Actually I'm wondering when the oil switch is supposed to start functioning. That is, when should the idiot light circuit be enabled to then report low oil pressure. When you start your car, pressure will be low. When starting, the light with all others comes on as a check that they will light up (so you know if one is burned out). Then the oil light goes off. If it was immediately enabled then it would be on when you first start running your car. How long would depend on how far away from the oil pump so pressure could build up.

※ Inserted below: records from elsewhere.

Issue #260, opened 2023-04-24
Feature Request: Configuration Hot-Reload


apavanello:
Dear development team,
The feature I am proposing is Configuration Hot-Reload.Currently, when we need to make changes to the configuration file, we have to interrupt the entire program and restart it. This is a big inconvenience because we lost all "in-memory" data

Configuration Hot-Reload will allow us to update the configuration file without the need to restart the entire program. Additionally, the update will only affect new items or modifications in the configuration file, while exclusions will remain unchanged.

I added this feature that will create a reader for events involving the configuration file. With this, it is possible to edit the file and maintain persistence without the need to restart the program. I also added a "hack" to make it work on k8s, as it does not generate a write event in the file, but a remove event instead. The code for this feature is in the PR below, and I also added a test for it.

To activate this feature, which is disabled by default, it is necessary to start goaws with the --hot-reload flag.

Thank you for your attention.

Best regards,
Alexandre Pavanello.

Admiral-Piett:
Nice work on this one!  I'll look into getting your commits into the next release - thanks for taking care of that!

PR #261, opened 2023-04-24
add HOT-RELOAD feature and tests

apavanello:
#260

### DIFF
--- a/app/conf/config.go
+++ b/app/conf/config.go
@@ -3,7 +3,9 @@ package conf
 import (
 	"encoding/json"
 	"fmt"
+
 	"io/ioutil"
+	"os"
 	"path/filepath"
 	"strconv"
 	"strings"
@@ -13,12 +15,14 @@ import (
 
 	"github.com/Admiral-Piett/goaws/app"
 	"github.com/Admiral-Piett/goaws/app/common"
+	"github.com/fsnotify/fsnotify"
 	"github.com/ghodss/yaml"
 )
 
 var envs map[string]app.Environment
 
 func LoadYamlConfig(filename string, env string) []string {
+
 	ports := []string{"4100"}
 
 	if filename == "" {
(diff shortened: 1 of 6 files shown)


Admiral-Piett:
@apavanello Nice, this looks awesome.  Just to clarify here - all you're enabling for Hot Reload is the queues and the topics themselves, correct?  The other things, Log File/Region/QueueAttributes/etc. those look omitted from `StartWatcher`.

Admiral-Piett:
@apavanello This change looks good, but it looks like it needs a rebase now.  I have been playing with it today and it looks like this conflicts with some of the tests.  I think they're treading on each other's memory addresses.

Anyway - I have a branch locally with some refactoring.  I'll push it when I can if you want to see - though it will be significant, not all particularly related to your code.  Thought, if you could share your k8 use case that would be really helpful - I want to make sure whatever I come up with matches your needs too.  

In the meantime, if you want to rebase this and get it working that works too and I'll merge it.  Up to you!  Let me know!

app/conf/config.go
```diff
@@ -79,8 +83,144 @@ func LoadYamlConfig(filename string, env string) []string {
...
+				}
+
+				err = yaml.Unmarshal(yamlFile, &envs)
+				if err != nil {
+					log.Errorf("err: %s", err)
+					return
+				}
+
+				log.Infoln("Load new SQS config:")
+				err = createSqsQueues(env)
```
Admiral-Piett, line 155: Also, I had a thought today - do we want to wipe the old Queues and Topics before reload the new data into them?  I figure, if something was removed, we probably want to yank that on a hot reload?  Maybe it's as easy as overwriting the queues with an empty map before repopulating?

app/conf/config.go
```diff
@@ -79,8 +83,144 @@ func LoadYamlConfig(filename string, env string) []string {
...
+
+	// Start listening for events.
+	go func() {
+		for {
+			select {
+			case event, ok := <-watcher.Events:
+				if !ok {
+					return
+				}
+				if event.Has(fsnotify.Remove) {
```
Admiral-Piett, line 122: After looking at this a bit deeper, I don't think I fully understand this block.  Is it because in your environment - this "remove" event is what happens on a file change (in a "remove" then "recreate" pattern)?  If so, the file name isn't changing is it?  Could we not just do the wait/loop to check if it's rebuilt and then proceed down with the rest of the reloading calls?

I think I'm confused about 2 things really.
1. Why call `StartWatcher` again, and synchronously?
2. Why block the outer function with the `quit` channel?  In most of these non-k8 with the remove event cases would that ever actually hang up or is that goroutine just orphaned now?

app/conf/config.go
Admiral-Piett: Further testing shows that it does this already.

apavanello:
Hello there.
Sorry, I've been working on a new project at work for the past few months, and it's been taking up a lot of my time.
I need to look at the code again because I don't remember some of the details completely. I'll try to do it tonight when I'm done working.

But I can tell you that in the case of `fsnotify.Remove`, it's for if you want to use goaws in a Kubernetes environment. Kubernetes  doesn't send clear signals of file changes or creation, it only sends a remove when the file state changes in a `configmap`.

Admiral-Piett:
Ah, I can totally understand that alternate project business, story of my life.  😀  I have a sizeable PR that I'll probably want to incorporate anyway, but I'll incorporate whatever you come up with too.  Alternately you can review my code when it's ready.  I'm fleshing out some tests but I think it's nearly ready.  I'll play with the k8 use case to make sure I'm capturing it to.  Thanks for the info!

Admiral-Piett:
@apavanello So - I am throwing this out there as a new PR.  The more I got into it, the more I realized it's a major feature. but my PR has your commits in there too.  I want to do a few things on this since operating in this memory space is just hard.

I would say - if you want to take yours over the line, go for it.  I will rebase, if not, I'll do what I can.  Also, if you have the bandwidth to keep an eye on it for your own use cases I'd appreciate it.

https://github.com/Admiral-Piett/goaws/pull/282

That's why I'm wondering what the bimetal element inside the oil switch is for. When reading the Chilton's book, it shows a cross-section of the inside of the switch and notes there is a bimetallic element inside as part of the switch. Maybe the oil switch does not get enabled until the engine warms up to heat the bimetallic element to allow the switch to then operate. That is, when cold and regardless of actual pressure, the oil switch is not supposed to work. Then when the engine heats up so does the bimetallic element in the oil switch which enables that switch to close if pressure is too low (I'm presuming the switch has to close to complete the circuit so the idiot light comes on).

So if the bimetallic element in the switch were bad, it would explain why the idiot light doesn't come on until I've driven the car about a mile. I will test this by getting into the car when it has sat cold for awhile, like at the end of the workday, start the car, and just let it idle in the parking lot to see when and if the idiot light comes on. So, yeah, the switch is probably either always bad or always good but the bimetallic element delays when that becomes evident. Of course, if the oil pressure is low then that would also be the expected behavior of the oil switch: to delay when it reports low pressure until the bimetallic element heats up.

If I can't find the oil switch after work today (so I could buy and use my own mechanical pressure guage and replace the switch), it goes in tomorrow to the shop to have them check the pressure readings at various RPM (and go ahead with putting in a new switch since it only costs $13).

Reply to
Vanguard

Turned out to be the oil switch (sending unit). Pressures measured with a guage were:

PSI RPM

---- ----

15 idle 25 1000 55 2000 75 3000 80 4000

So the behavior that I saw was for a bad switch where the pressure was good but the switch doesn't get enabled until the bimetallic element inside enables the switch (i.e., the light didn't come on until the engine got warm but it was a false indication).